My son and I have been doing walkabouts since he was three. In the early years, we would walk into our imaginations and create elaborate stories --usually about dinosaurs. He would start the story and I would add to it. As we walked, we turned our surroundings into a stage for our characters and they would come alive. My son knew all the names of every dinosaur imaginable, what they ate, what they liked and didn't like. So imagine if you will, taking a walk around the city with a Stegosaurus, Tyrannasorus Rex, and a Brachiosaurus just to name a few.
The stories became very involved. It wasn't just about habits, what they ate, and where they lived- there were power struggles, loneliness, shyness, search for friends, fights for attention, and more.Through the stories, I would get to know my son in a way I would have never gotten to know him. Together, we got to explore all kinds of different situations. We both learned things. I feel he learned a great deal about things he was consciously or unconsciously concerned about.

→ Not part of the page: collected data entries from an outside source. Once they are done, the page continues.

PR #600, opened 2022-02-21
Issues 10, 91 StreamInfo request changes to retrieve subjects, deleted details

scottf:


src/main/java/io/nats/client/JetStreamManagement.java
```diff
@@ -74,6 +74,17 @@
...
+    /**
+     * Gets the info for an existing stream, and include subject info.
+     * @param streamName the stream name to use.
+     * @param subjectFilter the subject filter to use. Can be wildcard. Null is equivalent to all subjects, the same as '>'
+     * @throws IOException covers various communication issues with the NATS
+     *         server such as timeout or interruption
+     * @throws JetStreamApiException the request had an error related to the data
+     * @return stream information
+     */
+    StreamInfo getStreamInfoWithSubjectInfo(String streamName, String subjectFilter) throws IOException, JetStreamApiException;
```
scottf, line 86: looking for suggestions for a better name for this. I didn't want to overload getStreamInfo b/c the behavior is different, namely the original does not get any subject info

src/main/java/io/nats/client/api/StreamInfoOptions.java
```diff
@@ -0,0 +1,125 @@
+// Copyright 2020 The NATS Authors
```
kozlovic, line 1: Date: 2022

src/main/java/io/nats/client/api/Subject.java
```diff
@@ -0,0 +1,74 @@
+// Copyright 2020 The NATS Authors
```
kozlovic, line 1: Date: 2022

src/main/java/io/nats/client/api/StreamInfoOptions.java
```diff
@@ -0,0 +1,125 @@
...
+    }
+
+    public static Builder builder() {
+        return new Builder();
+    }
+
+    @Override
+    public String toJson() {
+        StringBuilder sb = beginJson();
+        addField(sb, SUBJECTS_FILTER, subjectsFilter);
```
kozlovic, line 66: This JSON field should be added ONLY when the subject filter is actually specified. Is addField() doing that under the cover?

src/test/java/io/nats/client/impl/JetStreamManagementTests.java
```diff
@@ -236,9 +239,55 @@ public void testGetStreamInfo() throws Exception {
...
+                PublishAck pa = jsPublish(js, subject(x), data(x + 2));
+                packs.add(pa);
+                jsm.deleteMessage(STREAM, pa.getSeqno());
+            }
+            jsPublish(js, "foo.bar", 6);
+
             StreamInfo si = jsm.getStreamInfo(STREAM);
             assertEquals(STREAM, si.getConfiguration().getName());
+            assertEquals(6, si.getStreamState().getSubjectCount());
+            assertNull(si.getStreamState().getSubjects());
```
kozlovic, line 263: Ok, that seem to indicate that getStreamInfo() without the option is getting no list at all.

kozlovic (changes requested):
Little change to the date for the new file's header. Also, asking for a confirmation about addField() to make sure that nothing gets added if param is "empty/null" string.

src/main/java/io/nats/client/api/StreamInfoOptions.java
scottf: yes, addField checks for null/empty and doesn't add it.

src/test/java/io/nats/client/impl/JetStreamManagementTests.java
scottf: I could have given an empty list though, but null is more consistent with the rest of the api.

src/main/java/io/nats/client/api/Subject.java
scottf: fixed

kozlovic (approved):

PR #604, opened 2022-02-25
don't increment delivered count if no message was retrieved

scottf:
The next message implementation tries to retrieve a message from the internal buffer and increments the delivered count whether or not there was a message. This seems like a bug, and the PR fixes it. Need confirmation that it should only increment the delivered count when a message is actually found.


ColinSullivan1 (approved):
LGTM.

When he got older, the stories turned to discussions and brainstorming. When he was in middle school, he started a small gaming company to develop computer games. We would use our walks to discuss how his business was going. He asked if I'd be willing to be on his Advisory Board, which of course I agreed to do. He wanted advise on how he could better motivate his programmers and sales team. He was only in 6th grade, but he was already learning how hard it is to get some people to do what they said they will do. I would make suggestions and we would bounced ideas off each other to test the suggestion or improve upon it. A few walks later, after a small DVD of his game was finished, he told me that he'd realized and appreciated how dedicated each member of the team had been to get all the levels of the game created.

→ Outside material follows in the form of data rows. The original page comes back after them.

Issue #616, opened 2022-03-18
Support for timeout propagation in async requests


dxxyy:
## Feature Request
Currently the methods handling the request/reply pattern exposed in the `Connection` class don't have support for propagating a timeout for async clients.

#### Use Case:
We are using the async request/reply pattern in our Java application. While testing at 10TPS, we have noticed high memory usage with reachable objects not being properly garbage collected in a timely manner. 

The async clients using the `request` implementation in `NatsConnection` don't have the possibility to pass a timeout to the `NatsRequestCompletableFuture` being created, which is using a default hardcoded timeout of 10 minutes: [NatsRequestCompletableFuture](https://github.com/nats-io/nats.java/blob/main/src/main/java/io/nats/client/support/NatsRequestCompletableFuture.java#L11).

#### Proposed Change:
New API exposed, proposition in PR: [ #617 ](https://github.com/nats-io/nats.java/pull/617)

#### Who Benefits From The Change(s)?
Any client using the request/reply pattern in asynchronous way.

#### Alternative Approaches
Leave as is, I don't see an alternative as the current timeout is private and hardcoded in `NatsRequestCompletableFuture`

dxxyy:
Resolved via  [#617](https://github.com/nats-io/nats.java/pull/617)

PR #617, opened 2022-03-21
Support for timeout propagation in async requests

dxxyy:
Give the possibility to clients to specify a timeout while performing async requests.
More details in [#616](https://github.com/nats-io/nats.java/issues/616)

### DIFF
--- a/src/main/java/io/nats/client/Connection.java
+++ b/src/main/java/io/nats/client/Connection.java
@@ -184,6 +184,18 @@ public interface Connection extends AutoCloseable {
      * Send a request. The returned future will be completed when the
      * response comes back.
      *
+     * @param subject the subject for the service that will handle the request
+     * @param body the content of the message
+     * @param timeout the time to wait for a response
+     * @return a Future for the response, which may be cancelled on error or timed out
+     */
+    CompletableFuture<Message> requestWithTimeout(String subject, byte[] body, Duration timeout);
+
+
+    /**
+     * Send a request. The returned future will be completed when the
+     * response comes back.
+     *
      * <p>The Message object allows you to set a replyTo, but in requests,
      * the replyTo is reserved for internal use as the address for the
      * server to respond to the client with the consumer's reply.</p>
@@ -193,6 +205,20 @@ public interface Connection extends AutoCloseable {
      */
     CompletableFuture<Message> request(Message message);
 
+    /**
+     * Send a request. The returned future will be completed when the
+     * response comes back.
+     *
+     * <p>The Message object allows you to set a replyTo, but in requests,
+     * the replyTo is reserved for internal use as the address for the
+     * server to respond to the client with the consumer's reply.</p>
+     *
+     * @param message the message
+     * @param timeout the time to wait for a response
+     * @return a Future for the response, which may be cancelled on error or timed out
+     */
+    CompletableFuture<Message> requestWithTimeout(Message message, Duration timeout);
+    
     /**
      * Send a request and returns the reply or null. This version of request is equivalent
      * to calling get on the future returned from {@link #request(String, byte[]) request()} with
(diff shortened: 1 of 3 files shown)


scottf (approved):
Looks good to me.

src/main/java/io/nats/client/Connection.java
```diff
@@ -193,6 +193,20 @@
...
+     *
+     * <p>The Message object allows you to set a replyTo, but in requests,
+     * the replyTo is reserved for internal use as the address for the
+     * server to respond to the client with the consumer's reply.</p>
+     *
+     * @param message the message
+     * @param timeout the time to wait for a response
+     * @return a Future for the response, which may be cancelled on error or timed out
+     */
+    CompletableFuture<Message> requestWithTimeout(Message message, Duration timeout);
```
ColinSullivan1, line 208: For parity, I think we'd also want:
```java
CompletableFuture<Message> requestWithTimeout(String subject, byte[] body, Duration timeout);
```

wdyt @scottf ?

src/test/java/io/nats/client/impl/RequestTests.java
```diff
@@ -239,6 +239,39 @@ public void testRequireCleanupOnTimeoutNoNoResponders() throws IOException, Inte
         }
     }
 
+    @Test
+    public void testRequireCleanupOnTimeoutCleanCompletable() throws IOException, InterruptedException {
```
ColinSullivan1, line 243: I'd like to see some tests that also succeed, and then fail with a timeout.  This one does test failure w/ cleanup - but would like to see that the right exception is thrown.

ColinSullivan1:
Thanks for contributing!  I offered a few suggestions but will defer to @scottf.

src/main/java/io/nats/client/Connection.java
scottf: @dxxyy please add.

dxxyy: will do!

src/test/java/io/nats/client/impl/RequestTests.java
dxxyy: Hi! For a "succeed and then fail" what do you mean exactly? I see that the timeout of the `NatsRequestCompletableFuture` is considered only upon cleanup.

I can add an additional test that triggers the timeout exception, coming from the `CompletableFuture`.
Something like:
`assertThrows(TimeoutException.class, () -> nc.requestWithTimeout(nm, Duration.ofMillis(cleanupInterval)).get(100, TimeUnit.MILLISECONDS));`

Thanks for your reply

scottf: so this this is request/reply, the timeout is suggesting how long to wait for a response. Test actually getting a response back and also not getting a response back. Although No responders may come into play. What do other tests for the default timeout do?

dxxyy: added more tests and api update

scottf (approved):
LGTM

ColinSullivan1 (approved):
LGTM.  Thanks for the contribution!

dxxyy:
I see 5 failures in the build, after the pushed merge commit:

1. JetStreamPushTests > testPushDurableNullDeliver
2. JetStreamPushTests > testPushEphemeralWithDeliver
3. JetStreamGeneralTests > testBindPush
4. KeyValueTests > testCreateAndUpdate
5. KeyValueTests > testWatch

-> Theses are not linked to the change (and the new exposed API), let me know if I need to take some actions in order to have this merged.

Thanks!

scottf:
> I see 5 failures in the build, after the pushed merge commit:
Yes they are not related to this PR. They are "flappers", exacerbated by extremely slow GHA runners, but they are functional and build fine in other PR's and the main. It's a crapshoot sometimes. 
This PR will get merged I've just been in the middle of other stuff.

scottf:
Using admin merge because GHA/coveralls isn't reporting after hours of waiting.

PR #619, opened 2022-03-22
Issue 89 backoff

scottf:
Just the backoff portion https://github.com/nats-io/nats-architecture-and-design/issues/89

Also change to Purge Options to use -1 instead of 0 as the default long so they don't get put in the outgoing json


scottf:
replaced by https://github.com/nats-io/nats.java/pull/620

PR #620, opened 2022-03-23
Issue 89 nak delay and backoff

scottf:
https://github.com/nats-io/nats-architecture-and-design/issues/89

Also change to Purge Options to use -1 instead of 0 as the default long so they don't get put in the outgoing json


kozlovic (approved):
LGTM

In 8th or 9th grade, one walk was about an experiment he was conducting. Inspired by his palentologist grandfather, he had buried three chicken carcasses in different solutions (coffee, bleach, etc.) and assessed the variants affect on the carcasses' decomposition - this was all for a Science Fair competition. It was this walk when I knew the tides were turning. His imagination and his education were coming together in a big way. We had become so comfortable with our walkabouts that brainstorming about his new ideas was becoming the norm. We discussed theories, mythology, history, science, along with ideas for new books and interesting recipes for the chili he would compete with every year in the Chomp 'n Stomp chili cook off.

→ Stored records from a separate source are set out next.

PR #635, opened 2022-04-22
Value or default bug

scottf:
addressing server defaults and unsigned ints better

### DIFF
--- a/src/main/java/io/nats/client/api/ConsumerConfiguration.java
+++ b/src/main/java/io/nats/client/api/ConsumerConfiguration.java
@@ -67,10 +67,6 @@ public class ConsumerConfiguration implements JsonSerializable {
     protected final Boolean headersOnly;
     protected final List<Duration> backoff;
 
-    private static DeliverPolicy GetOrDefault(DeliverPolicy p) { return p == null ? DEFAULT_DELIVER_POLICY : p; }
-    private static AckPolicy GetOrDefault(AckPolicy p) { return p == null ? DEFAULT_ACK_POLICY : p; }
-    private static ReplayPolicy GetOrDefault(ReplayPolicy p) { return p == null ? DEFAULT_REPLAY_POLICY : p; }
-
     protected ConsumerConfiguration(ConsumerConfiguration cc) {
         this.deliverPolicy = cc.deliverPolicy;
         this.ackPolicy = cc.ackPolicy;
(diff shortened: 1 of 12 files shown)


src/main/java/io/nats/client/api/ConsumerConfiguration.java
```diff
@@ -175,7 +175,7 @@ public String toJson() {
         JsonUtils.addField(sb, DELIVER_SUBJECT, deliverSubject);
         JsonUtils.addField(sb, DELIVER_GROUP, deliverGroup);
         JsonUtils.addField(sb, DELIVER_POLICY, GetOrDefault(deliverPolicy).toString());
-        JsonUtils.addField(sb, OPT_START_SEQ, startSeq);
+        JsonUtils.addUnsigned(sb, OPT_START_SEQ, startSeq);
```
scottf, line 178: add as unsigned writes if the value is greater than 0 versus addField writes it if it's greater or equal

src/main/java/io/nats/client/api/ConsumerConfiguration.java
```diff
@@ -981,11 +981,11 @@ public String toString() {
...
     public enum CcChangeHelper {
-        START_SEQ(1, -1),
+        START_SEQ(1, 0),
         MAX_DELIVER(1, -1),
-        RATE_LIMIT(1, -1),
-        MAX_ACK_PENDING(0, 0),
-        MAX_PULL_WAITING(0, 0),
+        RATE_LIMIT(1, 0),
+        MAX_ACK_PENDING(0, -1),
+        MAX_PULL_WAITING(0, -1),
```
scottf, line 988: start seq and rate limit are unsigned, so 1 didn't make sense. max ack pending and max pull waiting are reverted back to they way they were in 2.14.0 (this is 2.14.1)

src/main/java/io/nats/client/api/ConsumerConfiguration.java
```diff
@@ -998,7 +998,7 @@ public enum CcChangeHelper {
         }
 
         public long valueOrDefault(Long val) {
-            return val == null ? START_SEQ.Default : val;
+            return val == null ? Default : val;
```
scottf, line 1001: the other code was just wrong

src/main/java/io/nats/client/impl/NatsJetStream.java
```diff
@@ -426,9 +426,9 @@ public boolean wouldBeChangeTo(ConsumerConfiguration serverCc) {
                 || (flowControl != null && flowControl != serverCcc.isFlowControl())
                 || (headersOnly != null && headersOnly != serverCcc.isHeadersOnly())
 
-                || CcChangeHelper.START_SEQ.wouldBeChange(startSeq, serverCcc.startSeq)
+                || CcChangeHelper.START_SEQ.wouldBeChange(startSeq, serverCcc.getStartSequence())
```
scottf, line 429: the server sends nothing when an unsigned int is 0. By using the getter here, null is understood as 0. Not strictly necessary, but will allow users to set the value 0 and it not be considered a change if the server sends null for 0

scottf: this has been reverted

src/main/java/io/nats/client/api/ConsumerConfiguration.java
tbeets: Naming of `addUnsigned` method seems confusing.  Is not 0 (zero) an unsigned integer?   Why would I expect a side-effect that 0 (zero) is ignored?

tbeets (approved):
LGTM

PR #479, opened 2025-10-07
Refactor the code to eliminate a couple of temporary arrays. 

overfelt:


jeff-cohere:
Since this code affects the ACI and seems like an improvement, I'm interested in getting it merged. Now that the Autotester is working again, how does one rerun it on a PR like this one?

PR #481, opened 2025-10-15
Add guards to prevent divide by zero

polunma:
**_please summarize your changes_**

### DIFF
--- a/src/mam4xx/hetfrz.hpp
+++ b/src/mam4xx/hetfrz.hpp
@@ -9,6 +9,9 @@
 #include <haero/atmosphere.hpp>
 #include <haero/math.hpp>
 
+#include <cmath>
+#include <limits>
+
 #include <mam4xx/aero_config.hpp>
 #include <mam4xx/conversions.hpp>
 #include <mam4xx/mam4_types.hpp>
@@ -170,7 +173,7 @@ Real get_reynolds_num(const Real r3lx, const Real rho_air,
       vlc_drop_adjfunc;
 
   // Reynolds number
-  const Real Re = 2 * vlc_drop * r3lx * rho_air / viscos_air;
+  const Real Re = haero::max(2 * vlc_drop * r3lx * rho_air / viscos_air, 0.0);
 
   return Re;
 }
@@ -315,7 +318,7 @@ Real get_dg0imm(const Real sigma_iw, const Real rgimm) {
 
 KOKKOS_INLINE_FUNCTION
 Real get_Aimm(const Real vwice, const Real rgimm, const Real temperature,
-              const Real dg0imm) {
+              const Real dg0imm, const Real sigma_iw) {
   constexpr Real n1 = 1e19; // number of water molecules in contact with unit
                             // area of substrate [m-2] (BAD CONSTANT)
   constexpr Real hplanck = 6.63e-34; // Planck constant (BAD CONSTANT)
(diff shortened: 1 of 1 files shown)


src/mam4xx/hetfrz.hpp
```diff
@@ -380,27 +387,37 @@ void calculate_hetfrz_contact_nucleation(
                  (bad_boltzmann * temperature)) *
       Kcoll_dust_a3 * icnlx;
 
+  // ---- dt guards and small-dt finite-difference limits ----
```
mjschmidt271: Why are we doing this? This raises some concerns for me:

1. Assuming `dt < 1e-12` is the chosen setting for a run, does it seem appropriate to effectively reduce `dt` to zero for these calculations?
    - This isn't yet to the point of losing precision, and how small would we expect `dt` to ever be?
2. This change introduces a spurious infinity in order to give the same result as a comparison we've already done.
    - This is an inappropriate way of accomplishing something much simpler, so can we outline what the goal is?
3. Also, this leads to guaranteed unnecessary calculations:
    - introducing 3 `if`s to assign the desired values of `rate_over_dt_cnt<i>` when the result is already determined by the initial `if (dt < 1e-12`).
    - introducing 3 calls to `min()` when this is also predetermined
    - Note that this all assumes that the `J` values are strictly positive, but that seems to be the case because things would look straaaange otherwise

- Now, assuming setting `dt = 0` is an appropriate choice, nearly all of the new code is unnecessary.
    - It effectively defines division by zero to be equal to infinity (it is not) and then appears to take great pains to not explicitly divide by zero.

Here, for the quantities `q<i> = {frzbccnt, frzducnt}` and in the case that their corresponding `do_<xyz>` flag is true, this appears to lead to the same result as

```c++
if (dt <= 1e-12) {
  // this will never be smaller than x2, so why do the comparison?
  x1 = z * infinity;
  x2 = z * J<i>;
  q<i> += min(x1, x2);
} else {
  // both of these should be strictly positive, and if I'm not mistaken,
  // for fixed J > 0, we always have x2 >= x1
  // so, again, introducing all of the comparisons is unnecessary
  x1 = z * ((1.0 - haero::exp(-Jcnt_bc * deltat)) / deltat);
  x2 = z / deltat;
 q<i> += min(x1, x2);
}
```

src/mam4xx/hetfrz.hpp
```diff
@@ -818,9 +877,12 @@ void hetfrz_classnuc_calc(
...
   // critical germ size
   // assume 98% RH in mixed-phase clouds (Korolev & Isaac, JAS 2006)
-  const Real rgdep = 2.0 * vwice * sigma_iv /
-                     (bad_boltzmann * temperature *
-                      haero::log(Hetfrz::rhwincloud * supersatice));
+  Real rhw_ss = Hetfrz::rhwincloud * supersatice;
+  Real rhw_ss_clamped = haero::max(rhw_ss, 1.0 + 1.0e-12);
+  Real denom = haero::max(bad_boltzmann * temperature * haero::log(rhw_ss_clamped),1.0e-30);
+  const Real rgdep = 2.0 * vwice * sigma_iv / denom;
+                     //(bad_boltzmann * temperature * haero::log(rhw_ss_clamped));
```
mjschmidt271: please remove leftover comments

src/mam4xx/hetfrz.hpp
```diff
@@ -315,17 +318,21 @@ Real get_dg0imm(const Real sigma_iw, const Real rgimm) {
 
 KOKKOS_INLINE_FUNCTION
 Real get_Aimm(const Real vwice, const Real rgimm, const Real temperature,
```
mjschmidt271: This is causing test failure for gpu. No idea why cpu still passes

Also, please delete leftover comments

src/mam4xx/hetfrz.hpp
```diff
@@ -380,27 +387,37 @@ void calculate_hetfrz_contact_nucleation(
                  (bad_boltzmann * temperature)) *
       Kcoll_dust_a3 * icnlx;
 
+  // ---- dt guards and small-dt finite-difference limits ----
+  constexpr Real eps_dt = 1e-12;
+  const bool small_dt = haero::abs(deltat) <= eps_dt;
+  const Real inv_dt   = small_dt ? std::numeric_limits<Real>::infinity()
```
odiazib: @jeff-cohere @bartgol, can we use `std::numeric_limits<Real>::infinity()` in GPUs (CUDA)? What I recall is that we cannot use standard features inside GPU kernels, but I do not know if this is okay nowadays.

I listened as his thoughts got deeper and deeper. I learned about all his insightful and thought provoking ideas from renovating schools with a nature component to improve the education system to his realization of the disconnectedness that all our connectivity was causing. It made me really appreciate the fact we were still connecting. In Real Boys: Rescuing Our Sons from the Myths of Boyhood, by William Pollack, based on over two decades of learning from his Harvard Medical School research, I learned that as a rule boys talk more when they are moving. I figured if I could begin the conversation early enough, I could keep it going. I think it worked. I can't even begin to express how much our walkabouts have meant to me, and while his graduation from high school is approaching and I will miss our weekly walks, he promises we will keep our tradition at least on the holidays. What a gift that will be.